Стремлению к сытости как основному жизненному принципу Бах противопоставляет идею «полета», то есть свободного развития и стремления к совершенству. Само понятие «полета» у Баха обладает известной сложностью и вместе с тем поэтичностью. С одной стороны, это чисто физическое перемещение чайки в воздушном пространстве, описанное категориями современной авиационной практики (одиночные и групповые полеты, скоростные режимы, конфигурация крыла, фигуры высшего пилотажа, техника выхода из пике, перегрузки и т. д.), с другой — метафорическое обозначение свободной мысли, способной в своем полете осваивать иные миры, в том числе Прошлое и Будущее.

В обеих своих ипостасях полет имеет единое направление — вверх, в небеса. В физическом смысле это означает приближение к интеллектуальному и техническому совершенству, в метафизическом — постижение доброты и любви. Небеса — это место, где открывается новая эра в нравственном бытии человечества, эра сострадания, взаимопомощи, любви, наставничества. Идея Великой Чайки — всеобъемлющая идея внутренней свободы, реализующейся в деятельности на благо людей, и восходит она к романтической концепции «революции сознания» (Р. Эмерсон, Г. Торо) и к «христианскому возрождению» второй половины XX столетия. Иными словами, идея — старая, можно сказать вечная, но не теряющая актуальности по сей день.

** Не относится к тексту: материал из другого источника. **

PR #3063, opened 2026-06-09
Rasterize LinearRing as a line; warn on dropped geometries

### LINKED ISSUE #3055: rasterize: non-empty LinearRing and other unsupported geometries are silently dropped
**Describe the bug**

`_classify_geometries` in `xrspatial/rasterize.py` sorts input geometries into polygon, line, and point buckets so `rasterize` can burn them into the output raster. Two gaps in the type classification cause non-empty geometries to be dropped with no warning.

1. LinearRing (Shapely type id 2) is left out. The fast-path `line_mask` matches only LineString (1) and MultiLineString (5), and the slow-path `_classify_one` matches only the `'LineString'`/`'MultiLineString'` names. A LinearRing is a closed line, so it should rasterize like one, but instead it falls through every bucket and vanishes.

2. Any other non-empty unsupported type vanishes the same way. The masks are inclusive: a geometry has to match a bucket to be kept, so anything non-empty that matches no bucket is dropped with no signal to the caller.

A user who passes a LinearRing gets back an all-fill raster with no error or warning, which looks like a successful no-op.

**Expected behavior**

- LinearRing should be treated as a line and rasterized.
- Any remaining non-empty geometry that matches no supported bucket should raise a warning naming the dropped type, so data never disappears silently.

**Additional context**

The comment at the type-id mapping already documents `2=LinearRing`, so the exclusion looks like an oversight, not a deliberate choice. Confirmed by reproduction: a non-empty LinearRing comes back from `_classify_geometries` in all three empty buckets with no warning.

brendancol:
Closes #3055

`_classify_geometries` sorts inputs into polygon / line / point buckets. The line bucket matched only LineString (1) and MultiLineString (5), so a non-empty LinearRing (shapely type id 2) fell through every bucket and disappeared. `rasterize` then returned an all-fill raster with no error or warning.

- Add type id 2 to the fast-path line bucket and the `'LinearRing'` name to the slow-path (GeometryCollection) line branch, so a LinearRing rasterizes as its closed boundary.
- Warn, naming the type, whenever a non-empty geometry matches no bucket, so data is never dropped silently. None / empty geometries stay silent (None reports as non-empty with type id -1, so it is now treated as empty to match the slow path's existing guard).
- Update the `rasterize` docstring to list LinearRing and the new drop-with-warning behavior.

`_classify_geometries` is the single classifier shared by every backend path, so the fix applies to numpy, cupy, dask+numpy, and dask+cupy.

### Test plan
- [x] LinearRing routes to the line bucket on both the fast path and the GeometryCollection slow path
- [x] End-to-end `rasterize` burns a LinearRing boundary and matches the equivalent closed LineString (numpy, dask, cupy, dask+cupy)
- [x] Non-empty unsupported type ids warn; None and empty geometries stay silent
- [x] Full existing rasterize suite passes (586 passed, 2 skipped); flake8 clean

### DIFF
--- a/xrspatial/rasterize.py
+++ b/xrspatial/rasterize.py
@@ -4,7 +4,7 @@ Converts vector geometries (GeoDataFrame or list of (geometry, value) pairs)
 to a 2D xr.DataArray.  No GDAL dependency.
 
 - Polygons/MultiPolygons: scanline fill
-- Lines/MultiLineStrings: Bresenham line rasterization
+- Lines/LinearRings/MultiLineStrings: Bresenham line rasterization
 - Points/MultiPoints: direct pixel burn
 
 Supports numpy, cupy, dask+numpy, and dask+cupy backends.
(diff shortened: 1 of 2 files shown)


brendancol (commented):
## PR Review: Rasterize LinearRing as a line; warn on dropped geometries

- None.

- None blocking. The `else` branch in `_classify_one` (slow path, `rasterize.py:366`) is effectively unreachable through the public API, since shapely won't build a GeometryCollection that holds an unsupported member. It is reasonable as defense-in-depth, and the helper itself is unit-tested, so I would keep it.

- `_warn_dropped_geometries` warns with the default `UserWarning`. That matches the rest of the module (no explicit warning category is used anywhere in `rasterize.py`), so no change is needed. Noting it only so the choice is visible.

### What looks good
- LinearRing now routes to the line bucket on both the vectorized fast path (`rasterize.py:308`) and the GeometryCollection slow path (`rasterize.py:363`), and the tests confirm a ring burns the same pixels as the equivalent closed LineString.
- The `None` case is handled correctly: `valid = ~empty & (type_ids >= 0)` (`rasterize.py:300`) drops type id -1, so a `None` geometry is skipped silently, matching the slow path's existing `geom is None` guard instead of warning on it.
- The drop warning fires once per batch with the unique offending types, not once per geometry, so it will not spam.
- Backend coverage is real: `_classify_geometries` is the single classifier shared by numpy, cupy, dask+numpy, and dask+cupy, and the tests exercise all four end to end.

### Checklist
- [x] Algorithm matches intended behavior (LinearRing = closed line)
- [x] NaN / None / empty handling is correct
- [x] Edge cases covered (None, empty, unsupported type id, GC slow path)
- [x] Dask chunk boundaries handled (shared classifier; ragged chunks tested)
- [x] Benchmark not needed (classification-only bug fix)

PR #65, opened 2026-09-09
fix: load .env before reading the restart env vars

zbyju:
Follow-up to #57.

#57 fixed the `RESTART_ENABLED` predicate, but the switch still could not be set through `.env`. `export const modules = modulesObject();` runs at module scope in `src/index.ts`, while `dotenv.config()` sat inside `main()` — so `RESTART_ENABLED`, `RESTART_INTERVAL` and `RESTART_ERROR_THRESHOLD` were read before `.env` was parsed. Since `.env` is the only place this backend is configured, the kill switch could never actually be turned off. First commit moves `dotenv.config()` above the `modulesObject()` call and drops it from `main()`.

Second commit widens the accepted "off" values: `RESTART_ENABLED` is now trimmed and lowercased and matched against `false`, `0`, `no`, `off`. Unset still means enabled.

Verification: `tsc -p tsconfig.json` builds with zero errors in `src` (only pre-existing parse noise from a `bun-types` package in a parent `node_modules`); ran the built `dist/index.js` with a temporary `.env` of `RESTART_ENABLED=OFF` and `RESTART_INTERVAL=99000` and a temporary probe, which printed `restartEnabled: false, interval: '99000'`; re-ran with `RESTART_ENABLED` unset and got `restartEnabled: true`; probe, temporary `.env` and `dist` removed afterwards. Diff touches only `src/index.ts` and `src/modules/init.ts`.


zbyju (commented):
**Verdict: correct, and I confirmed it at runtime — no blocking findings. Two things worth deciding before merge.**

**Verified empirically, not just by reading.** Built with the repo's own tsc 4.7.4 (clean), then ran `dist/index.js` from a scratch cwd with a temporary `.env`, with `setInterval` and `child_process.exec` stubbed so nothing could reboot. `RESTART_ENABLED=OFF, RESTART_INTERVAL=99000` gave timer delay `99000` and `onIncomingRequest` not called; unset gave it called. I then flipped the two lines back in `dist/index.js` only and re-ran: delay fell back to `20000` and the switch was ignored. So the reorder is load-bearing, and the old code really was broken. Probe, temp `.env`, `dist` and `node_modules` removed; `git status` clean; tracked `source/apps/backend/.env` never touched.

- **[non-blocking] Ordering holds in the emitted CJS.** All `require` calls hoist above both statements, so `dotenv.config()` now precedes `exports.modules = (0, init_1.modulesObject)()`. Nothing reads the RESTART_* vars at import time: `init.ts` reads inside `isRestartEnabled()`, `restart.ts` reads `RESTART_INTERVAL` / `RESTART_ERROR_THRESHOLD` inside the `restartRepository()` body. Both only run when `modulesObject()` is called.

- **[non-blocking] The `restart.ts` → `".."` cycle is unaffected.** tsc emits `__1.config`, a live property read, not a destructured snapshot, and `config` is only dereferenced inside `startRestart` / `stopRestart`, which run from the timer. Moving a statement within `index.ts`'s body does not change which modules load or in what order — `restart.js` was already required before `dotenv.config()` under both orderings.

- **[non-blocking] No other env read is stranded.** `PORT`, `NODE_ENV`, `API_PREFIX` are all inside `main()`, which runs after. The three `DEFAULT_FETCH_TIMEOUT` reads in `fetch/fetchFromUnits.ts` are all inside function bodies (request time). `dotenv.config()` does not override vars already in `process.env`, so running it earlier cannot regress anything. Exactly one `dotenv.config()` in `src` — no leftover in `main()`.

- **[non-blocking] Predicate gap.** Unset means enabled, and `?? ""` handles `undefined`. I measured the accepted set: `off`, `OFF`, `No`, `0`, `FALSE` disable; `disabled`, `n`, and an empty `RESTART_ENABLED=` still mean **enabled**. Empty is the one I'd fix — an operator who comments out the value rather than the line gets a rebooting machine. Better than widening the list further: log the resolved state once at boot, so the value is visible instead of guessed. The implementation itself is the right size for this codebase.

- **[non-blocking] The switch does stop a reboot today, but by accident, not by design.** `restartRepository()` is still called unconditionally and registers its `setInterval` either way; the flag only gates `onIncomingData()`. The single path to `onIncomingRequest` is `GET .../restart/refresh` → `modules.onIncomingData()`, so with the flag off `lastRequest` stays `null` and the timer's `if (lastRequest === null) return;` short-circuits before `errorStreak` ever moves. Safety rests on that guard, not on the flag. I agree with deferring the restructure — this diff is the part that actually unblocks the switch and it stays reviewable — but the follow-up should skip building the repository at all when disabled, so the guarantee is structural. Worth opening that issue now rather than after merge.

- **[note] `source/apps/backend/.env` (tracked) has no RESTART_* keys.** The switch this PR fixes is invisible to whoever edits that file on site. A commented `# RESTART_ENABLED=false` line would make it findable.

- **[note] Scope and commits are clean.** Exactly the two files, nothing from other merged PRs. Both commits are subject-only conventional, no body, no trailers. The PR description carries a "Generated with Claude Code" line; the commits don't.

- **[note] Comments.** The `dotenv` one earns its place — it stops a future reader tidying the call back into `main()`. I'd make the consequence explicit: "otherwise the switch is read before `.env` is parsed". The `init.ts` block is a touch long but states a real why; fine as is.

PR #66, opened 2026-09-09
fix: sync pnpm-lock.yaml with the package.json files

zbyju:
`pnpm install --frozen-lockfile` fails on `main` today. This commit makes the lockfile match the `package.json` files again. **No package was upgraded** — the diff removes entries, it adds no resolution.

## The problem

Two merged PRs changed a `package.json` without regenerating the lockfile:

| PR | Change | Lockfile still says |
|---|---|---|
| #61 | dropped `coveralls` from `apps/backend` | `coveralls: ^3.1.1` and `coveralls: 3.1.1` |
| #59 | moved `vite` / `vue-tsc` to `apps/panel` devDependencies | both under `dependencies` |

On `main` as of `2c4cff2`:

```
ERR_PNPM_OUTDATED_LOCKFILE  Cannot install with "frozen-lockfile"
because pnpm-lock.yaml is not up-to-date with apps/backend/package.json
```

Nothing caught this, because no job runs `--frozen-lockfile`.

## The fix

Regenerated with pnpm 7.5.0 on Node 18.12.1 — the versions the panel computers run. 54 added, 89 removed, all in `source/pnpm-lock.yaml`:

- `coveralls` gone, plus the transitive deps nothing else needs: `request`, `form-data`, `http-signature`, `jsprim`, `lcov-parse`, `log-driver`, `tunnel-agent`, and their subtree
- `vite` and `vue-tsc` moved to panel's dev section, which flips their `dev:` flags

The diff contains **no `+  /package/version:` line**. Nothing resolves to a new version, so no box installs anything different.

## Testing

```
pnpm install --frozen-lockfile   →  exit 0, "Lockfile is up-to-date"
```

Before the commit the same command exits non-zero with `ERR_PNPM_OUTDATED_LOCKFILE`.

Note that `pnpm install --lockfile-only --frozen-lockfile` silently ignores `--frozen-lockfile` and passes on broken input — it is not a valid check for this.

## Interaction with #50

#50 also rewrites `pnpm-lock.yaml`, so whichever lands second will conflict. The resolution is the same regenerate-and-verify done here. #50 is currently blocked on an open design question, which is why this is split out rather than left to ride along.

## Worth a follow-up

Nothing verifies the lockfile in CI. A single `pnpm install --frozen-lockfile` step would have caught both #59 and #61 before merge, and it matters more now: #50 makes `startup.sh` exit non-zero when the frozen install fails, so a drifted lockfile on `main` would stop panel computers from booting.


zbyju:
Superseded by #64, which landed the same change — 54 added, 89 removed in `source/pnpm-lock.yaml`. The two lockfiles are byte-identical, and `pnpm install --frozen-lockfile` now exits 0 on `main` at `bfae1ac`.

Closing. One thing this PR raised that #64 did not cover: nothing runs `--frozen-lockfile` in CI, so the same drift can recur on the next `package.json` edit. That matters more once #50 lands, because `startup.sh` will then exit non-zero on a failed frozen install instead of booting the panel.

PR #67, opened 2026-09-09
perf: pass units config into getNewState instead of resolving the store per tick

zbyju:
## What / Why

`getNewState()` called `useConfigStore()` and `storeToRefs(configStore)` on every invocation, but only needs two numbers: `units.warningThreshold` and `units.errorThreshold`. It runs from `AppManager.updateState()` on every poll tick (~2s), forever.

The thresholds are now passed in as a `unitsConfig: UnitsConfig` parameter. `AppManager` already holds `this.unitsConfig` as a ref from `storeToRefs` in its constructor, so it just forwards `this.unitsConfig.value`. `getNewState` becomes a pure function of its inputs and no longer depends on Pinia.

## Performance impact

Estimated — not measured on device.

- Removes 1 `useConfigStore()` lookup + 1 `storeToRefs()` call per tick. `storeToRefs` walks every property of the store and allocates a fresh `ObjectRefImpl` (or `toRef`) object per state/getter property, so the saved allocation count equals the config store's property count, not 1.
- At a 2s tick that is ~43,200 calls/day, ~15.8M/year on a box that never restarts. Each one produced short-lived garbage that the GC then had to sweep.
- Bundle: net -1 import (`storeToRefs`, `useConfigStore`) from `state.ts`. Both are still used elsewhere in the panel, so the tree-shaken bundle change is roughly zero bytes. The win is runtime allocations, not size.
- Latency per tick: sub-millisecond either way. This is about steady-state GC pressure over months of uptime, not tick latency.

## Risk

Low.

- Behaviour is byte-identical: the `|| 5` and `|| 25` fallbacks are preserved exactly, so `0` and `undefined` still fall back the same way.
- The thresholds are NOT snapshotted. `this.unitsConfig` is a `Ref` from `storeToRefs`, and `updateState()` reads `.value` fresh on each tick, so a live config change from the settings screen is picked up on the next tick — same as before.
- `getNewState` has exactly one caller (`panelLoop.ts:103`) and no test imports it (checked all `*.spec.ts` / `*.test.ts` in the repo), so the signature change has no other blast radius.

## Verification

- Read every caller: `grep` across the repo found one call site and one import, both in `source/apps/panel/src/logic/panel/panelLoop.ts`. No test file references `getNewState`.
- Confirmed `UnitsConfig` in `source/apps/panel/src/types/panel/config.types.ts` declares `warningThreshold: number` and `errorThreshold: number`, so the new parameter type is exact.
- **No build or typecheck was run.** `source/node_modules` does not exist in this worktree and the instructions were not to run `pnpm install`. Verification is by careful reading only.
- Not run: unit tests, panel build, browser smoke test.


zbyju (commented):
**Verdict: No blockers**

Checked the three risk areas called out in the body, plus the surrounding code. All hold.

**Callers.** `grep` over the repo confirms exactly one import and one call site, both in `source/apps/panel/src/logic/panel/panelLoop.ts` (lines 27 and 103), and both are updated. The only panel spec file is `source/apps/panel/src/utils/panel/dataDisplay.spec.ts`; no test touches `getNewState`. The signature change has no other blast radius.

**Threshold fallbacks.** `source/apps/panel/src/logic/panel/state.ts:16-17` keeps the same `||` expressions, only the operand source moved. `0` still falls back (to 5 / 25) and so does `undefined`. `UnitsConfig` in `source/apps/panel/src/types/panel/config.types.ts:40-47` declares both as required `number`, and `getDefaultUnitsConfig()` in `source/apps/panel/src/defaults/config.default.ts:54-63` seeds them at 5 and 25, so the parameter is never `undefined` in practice either.

**Live config updates.** Not snapshotted. `this.unitsConfig` is the `storeToRefs(configStore).units` ref set once in the constructor (`panelLoop.ts:53,57`), but `updateState()` dereferences `.value` per tick at `panelLoop.ts:107`. `configStore.setConfig()` reassigns `this.units` wholesale, and the `storeToRefs` ref reads through to the store property, so a threshold change from the settings screen lands on the next tick. Same as before the change.

**Other things I looked at and cleared.**

- Removing `useConfigStore()` from `getNewState` cannot break Pinia context: the only caller already resolves the store in the `AppManager` constructor, inside a component setup.
- No lost reactivity. The old body read the store property inside a `setInterval` callback with no active effect, so nothing was ever being tracked there. Dropping the read changes no dependency graph.
- `this.unitsConfig.value` is a reactive proxy, not a plain clone. `getNewState` only reads two numbers off it and never mutates, so passing the proxy is harmless.

**PR body accuracy.** The claims I could cheaply check are correct: one call site, no test imports, `UnitsConfig` field types exact, fallbacks preserved, thresholds read live. The performance numbers are labelled as estimates and the "no build or typecheck" limitation is disclosed.

zbyju:

The three things checked are the three that mattered — caller completeness, identical `|| 5` / `|| 25` fallback semantics on `0` and `undefined`, and that `.value` is read per tick rather than snapshotted so live settings edits still land. Nothing to fix, no PR body corrections.

PR #68, opened 2026-09-09
perf: fetch panel config only once during boot

zbyju:
## What / Why

`initializeGlobal()` polls every 5s until the backend answers. Each tick also re-fetched the config and versions from configer and re-wrote both stores, even after the config had already loaded successfully.

In the common boot order (configer up, backend not yet), that meant two extra HTTP requests and a full invalidation of every config-dependent computed every 5 seconds. Config does not change during boot, so it is now fetched once.

## Performance impact

Estimated — not measured, no benchmark was run.

Per 5s boot tick, while the backend is still down:
- HTTP requests: 3 -> 1 (drops `GET /main` and `GET /version`, keeps the backend status call).
- Store writes: 2 -> 0 (`configStore.setConfig` and `versionsStore.setVersions` no longer run repeatedly).
- Reactive invalidation: every computed reading `configStore.units` / `configStore.app` / versions was re-evaluated once per tick; now zero after the first success.

Bundle size is unchanged apart from a few bytes (one local `let` plus a comment).

## Risk

Low.

The only behaviour change is skipping `initializeConfig()` after it has succeeded once. All four app-state transitions are preserved: `setConfigSuccess` fires exactly once on the first success, `setConfigError` still clears the interval and gives up permanently on failure, and `setBackendSuccess` / `setBackendError` are untouched and still run on every tick.

The boot screen cannot get stuck, because `appStateStore.done[0]` stays `true` once set and `setBackend*` calls `checkState()` on each tick, so a later backend success still flips the app to `Ok` and a later backend failure still shows `Trying`.

## Verification

- Read the full control flow in `source/apps/panel/src/logic/panel/panelLoop.ts` and `source/apps/panel/src/pinia/appStateStore.ts` and traced the boot orderings by hand: config ok + backend down, config ok + backend up, config fails.
- Did NOT run typecheck, build, or tests. `source/node_modules` does not exist in this worktree and installing was out of scope for this change. No build was run, so no build is claimed to pass.
- The change adds one boolean local and an `if` guard, so it introduces no new types or imports.


zbyju (commented):
**Verdict: No blockers**

Traced the boot control flow in `source/apps/panel/src/logic/panel/panelLoop.ts:179-207` against `source/apps/panel/src/pinia/appStateStore.ts` and `source/apps/panel/src/components/AppState.vue`. The guard is placed correctly and every path checked out.

What I checked:

- **Interval clearing.** Both clear sites survive: config failure clears at line 187, backend success clears at line 192. The only path that keeps the interval alive is config ok + backend down, which is exactly what main did. No new leak.
- **Config failure is still terminal.** `configLoaded` stays `false` on the error branch, but the interval is already cleared in the same statement, so there is no retry and no spin. `setConfigError` still sets `done[0] = false` and `state = Error`.
- **Success does not spin.** After the first success the tick body is one `initializeBackend()` call, unchanged.
- **Boot state machine still reaches Ok.** `done[0]` is never reset, and `setBackend*` calls `checkState()` on every tick, so config ok + backend down + later backend recovery still flips to `Ok`. Backend failure after config success still shows `Trying`. `configStore.initialised` (read by `AppState.vue:38`) is set by the one config write and stays true.
- **Versions are not skipped.** `versionsStore.setVersions` runs inside `initializeConfig` on the first success (line 154), which is the run that is kept.
- **await / `.then()` interleaving.** `configLoaded = true` is set inside the `.then()`, and the whole config block is `await`ed before `initializeBackend()` fires, so the guard is written and read in the same order it was before.

PR body claims verified: 3 -> 1 requests per tick is right (`getConfig` + `getVersions` + `getStatus`); 2 -> 0 store writes is right.

One non-defect note, no action needed: the callback is async, so if a config fetch ever exceeded 5s a second tick could start before `configLoaded` is set and fetch config twice. That is no worse than main, which refetched unconditionally.

zbyju:
Review addressed: **no code changes needed.**

Agreed on the non-defect note about the async interval callback: a config fetch slower than 5s can overlap ticks. Worth stating plainly that this is unchanged from `main`, where the overlap existed too and refetched unconditionally on every tick — this PR strictly reduces the number of overlapping fetches rather than introducing the pattern. Not fixing it here; it belongs with a wider boot-sequence cleanup, not a one-line perf guard.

В начале этого обзора говорилось о невозможности написать жанровую историю американской литературной сказки. Упоминалось также о прямой генетической связи между творчеством ранних американских романтиков и литературными сказками, возникавшими в США на протяжении последующих полутора веков. Отсюда, однако, не следует, что литературная сказка в Америке вовсе не испытала никакого развития. Напротив, движение от Ирвинга к Гарднеру ощущается именно как движение, отражающее общую методологическую эволюцию всех видов и жанров национальной словесности. Применительно к сказке эта общая эволюция выразилась в усилении национального элемента и в удивительной динамике сюжетов, изначальная структура которых, основанная на логике волшебства, постепенно смещалась к логике абсурда. Благодаря такому смещению, как это ни парадоксально, возникла тенденция к сближению «сказочного» мира с реальной действительностью. Впрочем, парадоксальность здесь весьма относительна. Нынешние сказочники традиционно взирают на мир с высоты идей гуманных и благородных. Для них реалии современного бытия в соединении с абсурдными понятиями — вполне логичная комбинация.